I was playing around with Dictionaries and found this.

import sys

Square1 = {}
Square2 = {}
Square3 = {}

for i in range(1, 8):
    Square1[i] = i**2

for i in range(1, 11):
    Square2[i] = i**2

for i in range(1, 12):
    Square3[i] = i**2


print(sys.getsizeof(Square1), len(Square1))
print(sys.getsizeof(Square2), len(Square2))
print(sys.getsizeof(Square3), len(Square3))

Output:

196 7
196 10
344 11

The size of Dictionary length 7 and 10 is the same that is 196 but for length 11, it's 344. Why are they same? Why does the size rise up with length 11? How does dictionary size work in Python?


Solution

  • When you create an empty dictionary, it preallocates the memory in chunks for initial few references it can store. As the dictionary adds more key-value pairs, it needs more memory.
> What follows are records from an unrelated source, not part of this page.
PR #1037, opened 2020-03-02
Revert "Defer Runner initialization until it is run"

### LINKED ISSUE #1035: Deferred PactRunner initialization causes JUnit 4.13 to not pick up any pacts

mikahjc:
Fixes #1035. Per discussion on #1036, it seems to be best to revert #1021 until/unless a better way to defer runner initialization can be found.


uglyog:
I'd prefer not to just revert that change. Having the construction of the pact tests in the constructor has always been a smell. I think it is better having it in the separate method, even if we then just call that from the constructor to restore the previous behaviour.

I'm going to close this PR, but will now investigate the issue to see if we can find a better solution.

PR #1042, opened 2020-03-05
Perform same check on character validity in pathIdentifier that identifier does

### LINKED ISSUE #1041: pathIdentifier doesn't recognize stringified negative numbers as valid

    But it doesn’t grow with each addition; each time it needs more space, it adds some chunk of memory which can accommodate "X" amount of key-value pairs, and once "X" amount is filled, another chunk of memory is allocated to dictionary.
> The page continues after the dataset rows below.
Issue #1013, opened 2020-02-04
MalformedJsonException is thrown is thrown if a response does not have Content-Type header


flexfrank:
I test a API that does not have Content-Type header by pact.
ProviderClient treats its response body as `application/json` and failed to parse.
I think the should be treated as `application/octet-stream` by default.

```
0 - com.google.gson.stream.MalformedJsonException: Use JsonReader.setLenient(true) to accept malformed JSON at line 1 column 7 path $
com.google.gson.stream.MalformedJsonException: Use JsonReader.setLenient(true) to accept malformed JSON at line 1 column 7 path $
	at com.google.gson.stream.JsonReader.syntaxError(JsonReader.java:1564)
	at com.google.gson.stream.JsonReader.checkLenient(JsonReader.java:1405)
	at com.google.gson.stream.JsonReader.doPeek(JsonReader.java:543)
	at com.google.gson.stream.JsonReader.peek(JsonReader.java:426)
	at com.google.gson.JsonParser.parseReader(JsonParser.java:61)
	at com.google.gson.JsonParser.parseString(JsonParser.java:47)
	at com.google.gson.JsonParser.parse(JsonParser.java:98)
	at au.com.dius.pact.provider.ResponseComparison$Companion.generateFullDiff(ResponseComparison.kt:91)
	at au.com.dius.pact.provider.ResponseComparison$Companion.access$generateFullDiff(ResponseComparison.kt:85)
	at au.com.dius.pact.provider.ResponseComparison.bodyResult(ResponseComparison.kt:79)
	at au.com.dius.pact.provider.ResponseComparison$Companion.compareResponse(ResponseComparison.kt:124)
	at au.com.dius.pact.provider.ProviderVerifier.verifyRequestResponsePact(ProviderVerifier.kt:476)
	at au.com.dius.pact.provider.junit5.PactVerificationContext.validateTestExecution(PactJUnit5VerificationProvider.kt:96)
	at au.com.dius.pact.provider.junit5.PactVerificationContext.verifyInteraction(PactJUnit5VerificationProvider.kt:77)
```

https://github.com/DiUS/pact-jvm/blob/master/provider/pact-jvm-provider/src/main/kotlin/au/com/dius/pact/provider/ProviderClient.kt#L363-L367

PabloThiele:
Adding some support on the discussion: [HTTP RFC](https://www.w3.org/Protocols/rfc2616/rfc2616-sec7.html#sec7.2.1)
[...]

PR #1046, opened 2020-03-12
#1013 - Fix to issue when in pact contract content type is not provided

wieslawmlynarski:
When the body is of type JSON use the application/json content type
Breaking change between pact 4.0.6 -> 4.0.7


uglyog:
Thanks for the PR!

PR #1048, opened 2020-03-13
feat: create Kotlin friendly extension for arrays

gmariotti:
This PR adds a Kotlin extension to make more friendly adding an array inside an object.

For example the following code:
```kotlin
newObject {
  array("array") {
    it.stringType("property")
  }
}
```
can now be written:
```kotlin
newObject {
  newArray("array") {
    stringType("property")
  }
}
```

Also, I've fixed the dependencies for the `pact-jvm-consumer-java8` module. The Junit 5 tests were not running with the previous setup.


uglyog:
Thanks for the PR!

Issue #1049, opened 2020-03-16
Pact JUnit provider not publishing verification results if Pact URL is overridden


arhohuttunen:
I added a workflow where a consumer triggers the verification on the provider side, and overrides the Pact URL with `pact.filter.pacturl`. The verification is being run correctly, but publishing the 
results is being skipped.

Running the Gradle task with info level:

```
[Test worker] INFO  a.c.d.p.p.DefaultVerificationReporter.reportResults - Skipping publishing verification results for source UrlSource
```

I did some digging and found out this in `DefaultVerificationReporter.kt`:

```kotlin
  override fun reportResults(
    pact: Pact<out Interaction>,
    result: TestResult,
    version: String,
    client: PactBrokerClient?,
    tag: String?
  ) {
    when (val source = pact.source) {
      is BrokerUrlSource -> {
        val brokerClient = client ?: PactBrokerClient(source.pactBrokerUrl, source.options)
        publishResult(brokerClient, source, result, version, pact, tag)
      }
      else -> logger.info { "Skipping publishing verification results for source $source" }
    }
  }
```

So, if the type of the Pact source is not `BrokerUrlSource`, it skips the publishing of the results.

I think the culprit is most likely this piece of code in `PactBrokerLoader.kt`:

```kotlin
  override fun load(providerName: String): List<Pact<Interaction>> {
    val resolver = setupValueResolver()
    val pacts = when {
      overriddenPactUrl.isNotEmpty() -> {
        val pactBrokerClient = newPactBrokerClient(brokerUrl(resolver).build(), resolver)
        val pactSource = UrlSource<Interaction>(overriddenPactUrl!!)
  // ...
```

So, basically when we override the Pact URL, the Pact source here is created as an `UrlSource` which results into the verification results being skipped.

uglyog:
4.0.8 released with this change

PR #1050, opened 2020-03-16
fix: publish verification results when Pact URL is overridden #1049

arhohuttunen:
Fixes the problem where `@AllowOverridePactUrl` and `pact.filter.pacturl` are used together with `pact.verifier.publishResults=true` but the results are not published.


uglyog:
Thanks for the PR!

Issue #1023, opened 2020-02-21
@PactBroker not reading Spring properties with JUnit 5


arhohuttunen:
If you provide system properties in Spring `application.yml` these won't be read by the `@PactBroker` annotation when running with JUnit 5. This works fine if you provide them as normal system properties.

This issue seems to have been fixed for the JUnit 4 runners in here: https://github.com/DiUS/pact-jvm/issues/632

I can see that the problem has been fixed by adding a property resolver, and that it is also possible to pass a `valueResolver` attribute for the `@PactBroker` annotation. However, since you need a Spring context to be able to create such a resolver for Spring, it cannot be done with the annotation.

I also tried to add a resolver into `PactVerificationContext` in `@BeforeEach` but that didn't seem to do the trick.

vtapadia:
I am also having the same issue.
The preferred approach to ask questions on stackflow did not help either.
https://stackoverflow.com/questions/60153108/provider-test-integration-with-pact-broker-for-spring-boot-junit5-configuratio

Waiting for the answer

uglyog:
I've created a new module pact-jvm-provider-junit5-spring with a TestTemplateInvocationContextProvider that extends the current JUnit 5 one (PactVerificationSpringProvider). This should allow you to configure all the properties in the Spring context.

arhohuttunen:
That’s awesome! Thank you for such a quick response to the issue. This will make the developer experience smoother when running tests out of the box, with the broker having a default configuration in the properties file.

vtapadia:
HI @uglyog , I noticed a small inconsistency in the implementation of the [SpringEnvironmentResolver.kt ](https://github.com/DiUS/pact-jvm/blob/master/provider/pact-jvm-provider-junit5-spring/src/main/kotlin/au/com/dius/pact/provider/spring/junit5/SpringEnvironmentResolver.kt)

The `propertyDefined()` method relies only on environment, while the `resolveValue() ` uses SystemPropertyResolver also as backup. 
Also, the Spring _environment_ property resolution considers the system properties also when resolving a value. That has a higher preference. Any specific reason why?

uglyog:
@vtapadia I've removed the SystemPropertyResolver fallback

uglyog:
@vtapadia removing the fallback breaks the pact loader, so I'm reverting the change

arhohuttunen:
[...]

PR #1051, opened 2020-03-16
fix: @PactBroker not reading Spring properties with JUnit 5 #1023

arhohuttunen:
Fixes an issue in `PactVerificationInvocationContextProvider.resolvePactSources()` where calling `PactBrokerLoader.description()` ignores the value resolver that is being set after the call.

The method calling order breaks the `PactVerificationSpringProvider` that is trying to override the `getValueResolver()` method to be able to load broker properties from a Spring Boot `application.yml` file.

### DIFF
--- a/provider/pact-jvm-provider-junit5/src/main/kotlin/au/com/dius/pact/provider/junit5/PactJUnit5VerificationProvider.kt
+++ b/provider/pact-jvm-provider-junit5/src/main/kotlin/au/com/dius/pact/provider/junit5/PactJUnit5VerificationProvider.kt
@@ -392,11 +392,11 @@ open class PactVerificationInvocationContextProvider : TestTemplateInvocationCon
     logger.debug { "Verifying pacts for provider '$serviceName' and consumer '$consumerName'" }
 
     val pactSources = findPactSources(context).flatMap {
-      description += "\nSource: ${it.description()}"
       val valueResolver = getValueResolver(context)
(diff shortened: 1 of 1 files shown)


arhohuttunen:
I was also thinking about some kind of test for it, but could not easily figure out a clean way to do it.

What do you think about adding `spring-boot-starter-test` and `spring-boot-starter-web` as test dependencies into the `pact-jvm-provider-junit5-spring` module?

Then you could have a kind of an integration test with this kind of approach:

`src/test/resources/application.yml`:
```yml
pactbroker:
  host: localhost
  port: ${local.server.port}
```

`PactVerificationSpringProviderTest.kt`:
```kotlin
@ExtendWith(SpringExtension::class)
@SpringBootTest(webEnvironment = SpringBootTest.WebEnvironment.RANDOM_PORT)
@Provider("Animal Profile Service")
@PactBroker
@IgnoreNoPactsToVerify
internal class PactVerificationSpringProviderTest {
    @TestTemplate
    @ExtendWith(PactVerificationSpringProvider::class)
    fun pactVerificationTestTemplate(context: PactVerificationContext?) {
        context?.verifyInteraction()
    }
}
```

uglyog:
Thanks for the PR!

You're test method is clever, and I can confirm that it works. I have added those changes to the module.

uglyog:
4.0.8 released with this change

    Here's a sample code to display change is dictionary's size as the count of keys increases:

    import sys
    
    my_dict = {}
    print("Size with {} keys:\t {}".format(0, sys.getsizeof(my_dict)))
    
    for i in range(21):
        my_dict[i] = ''
        print("Size with {} keys:\t {}".format(i+1, sys.getsizeof(my_dict)))
    

    Here's the output in Python 3.6.2:

    #same size for key count 0 - 5 : 240 Bytes
    Size with 0 keys:    240
    Size with 1 keys:    240
    Size with 2 keys:    240
    Size with 3 keys:    240
    Size with 4 keys:    240
    Size with 5 keys:    240
    
    #same size for key count 6 - 10 : 360 Bytes
    Size with 6 keys:    368
    Size with 7 keys:    368
    Size with 8 keys:    368
    Size with 9 keys:    368
    Size with 10 keys:   368
    
    #same size for key count 11 - 20 : 648 Bytes
    Size with 11 keys:   648
    Size with 12 keys:   648
    Size with 13 keys:   648
    Size with 14 keys:   648
    Size with 15 keys:   648
    Size with 16 keys:   648
    Size with 17 keys:   648
    Size with 18 keys:   648
    Size with 19 keys:   648
    Size with 20 keys:   648
    

    Also, dictionary just stores a reference of memory that holds the keys and values, and doesn't stores key-value itself as part of dict object. So neither the type nor the size of the data affect the result of sys.getsizeof() for the dictionary.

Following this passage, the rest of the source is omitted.